With where clauses, you can make specific selections of the data, comparable to .loc() in Pandas

In [None]:
pd.read_sql(db.text("SELECT ProgramName, Spend, DateAired FROM survey WHERE ProgramName='See and Sold';"), engine.connect())

You can use all kind of boolean operators: AND  OR  >  <  =  != 

In [None]:
pd.read_sql(db.text("SELECT ProgramName, Spend FROM survey WHERE ProgramName='See and Sold' AND Spend > 40;"), engine.connect())
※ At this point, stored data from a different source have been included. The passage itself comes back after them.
PR #8428, opened 2025-07-04
xds/cdsbalancer: correctly remove the unwanted cds watchers

eshitachandwani:
RELEASE NOTES: 
- xds/cdsbalancer: Fixes panic in cdsBalancer by correctly removing cds watchers for clusters no longer in the cluster tree.

In the code for `onClusterUpdate` after the cluster tree has been updated, we want to remove the watchers for clusters that are not currently in the tree. The existing [code](https://github.com/grpc/grpc-go/blob/aa57e6af6cbc8e1285315b338b092420f014c732/xds/internal/balancer/cdsbalancer/cdsbalancer.go#L533C2-L540C3) will always panic because of the error in condition. This change fixes the removal of unwanted watchers.

### DIFF
--- a/xds/internal/balancer/cdsbalancer/cdsbalancer.go
+++ b/xds/internal/balancer/cdsbalancer/cdsbalancer.go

Select all programs with an intentionality score of bigger than 0.5 from table intentionality 

In [None]:
pd.read_sql(db.text("SELECT ProgramName, Intentionality FROM intentionality WHERE Intentionality > 0.5;"), engine.connect())
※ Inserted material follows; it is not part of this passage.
PR #8438, opened 2025-07-08
endpointsharding: shuffle endpoint order before updating children

dfawley:
See b/412468630, and esp. comment 46.  Essentially, if the connection order is not randomized then the first address gets hammered with all the client's initial requests when traffic is bursty.  If multiple clients are all using the same order and many start up around the same time, then the first address can see that problem magnified even further.  Randomizing at least spreads the load between the clients, even if it still results in one address getting hammered at startup.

Select the "gravity" and "edge" variables for the programs "See and Sold" and "New Gal" from the table survey

In [None]:
pd.read_sql(db.text("SELECT edge, gravity, ProgramName FROM survey WHERE ProgramName='See and Sold' OR ProgramName = 'New Gal';"), engine.connect())
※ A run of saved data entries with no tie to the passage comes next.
PR #8439, opened 2025-07-08
server: allow 0s grpc-timeout header values, as java is known to be able to send them

dfawley:
https://github.com/grpc/grpc-java/pull/12201 was recently created to prevent this, but older versions will still do it.  This reverts our old behavior of allowing 0 second timeouts (pre- #8290).

I would propose that we do not revert the change in http_util and allow the RPC to instantly timeout instead of throw an internal error.

cc @ejona86 

RELEASE NOTES:
* server: allow 0s grpc-timeout header values, which older gRPC-Java versions could send

### DIFF
--- a/internal/transport/http2_server.go
+++ b/internal/transport/http2_server.go
@@ -600,10 +600,24 @@ func (t *http2Server) operateHeaders(ctx context.Context, frame *http2.MetaHeade
 			return nil
 		}
 	}
+
+	if s.ctx.Err() != nil {
+		// Early abort in case the timeout was zero or so low it already fired.
+		t.controlBuf.put(&earlyAbortStream{
+			httpStatus:     http.StatusOK,
+			streamID:       s.id,
+			contentSubtype: s.contentSubtype,
+			status:         status.New(codes.DeadlineExceeded, context.DeadlineExceeded.Error()),
+			rst:            !frame.StreamEnded(),
+		})
+		return nil
+	}
+
 	t.activeStreams[streamID] = s
 	if len(t.activeStreams) == 1 {
 		t.idle = time.Time{}
 	}
+
 	// Start a timer to close the stream on reaching the deadline.
 	if timeoutSet {
 		// We need to wait for s.cancel to be updated before calling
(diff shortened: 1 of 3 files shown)


arjan-bal (approved):

colega:
Please note that this change has changed the behavior of `ServerInHandle` (`gprc.InTapHandle` option).

Previously, when `ServerInHandle` returned no error, the request would be processed, so any resource changes (like inflight requests counter) performed in `ServerInHandle` could be later undone though a stats handler.

Now, however, there's no such guarantee anymore.

I wonder if it would be possible to move this early return before the inTapHandle call?

dfawley:
The reason I put this after the intaphandle call is because that is able to change the context to one that has already expired.

I'm also curious about your use case.  Can you not track in-flight requests entirely within the stats handler (increment on `Begin`)?  Or if you need to _restrict_ parallelism, note that you can also do that via `MaxConcurrentStreams`, which will let the client know about your limit as well.

colega:
_Sorry for the delayed response, this has been sitting on my TODO list for a while._

We do want to _restrict_ parallelism, but we want a global limit, not per-client. We want to restrict the total amount of connections that the given server may handle, and `MaxConcurrentStreams` doesn't seem to help with that.

dfawley:
Do you want to limit the total number of streams on a server across all connections?  Or just the total number of connections?  The latter can be accomplished by via https://pkg.go.dev/golang.org/x/net/netutil#LimitListener.

You could also use interceptors instead of the tap/stats combo you are using now.  That is the approach that would translate to other gRPC language implementations which don't have anything like our tap handler thing.  There's a small amount of extra CPU cycles that go into interceptors vs. the tap handler, but it shouldn't be too bad.

But also unless your clients are looking at the error and doing some kind of custom backoff logic, then I'm not sure the general approach is ideal.  Using `MaxConcurrentStreams` and a `LimitListener` instead would help you protect your server and also advertise the stream limit to clients so they would naturally get pushback when they try to create too many streams.  This approach also prevents one client from stealing all of the available streams from the other clients.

### Selecting Data from Multiple Tables - Where SQL can become complicated :)

First try

In [None]:
pd.read_sql(db.text("SELECT A.GRP, B.Intentionality FROM survey A, intentionality B WHERE A.ProgramName = B.ProgramName;"), engine.connect())

Better Try - We need to apply the where clause to all three criteria in the two data sets

In [None]:
pd.read_sql(db.text("SELECT A.GRP, B.Intentionality FROM survey A, intentionality B WHERE A.ProgramName = B.ProgramName AND A.DateAired=B.date AND A.IndustryAdType = B.IndustryAdType;"), engine.connect())

This is equivalent to an inner join - we will look at that in greater detail in Pandas :)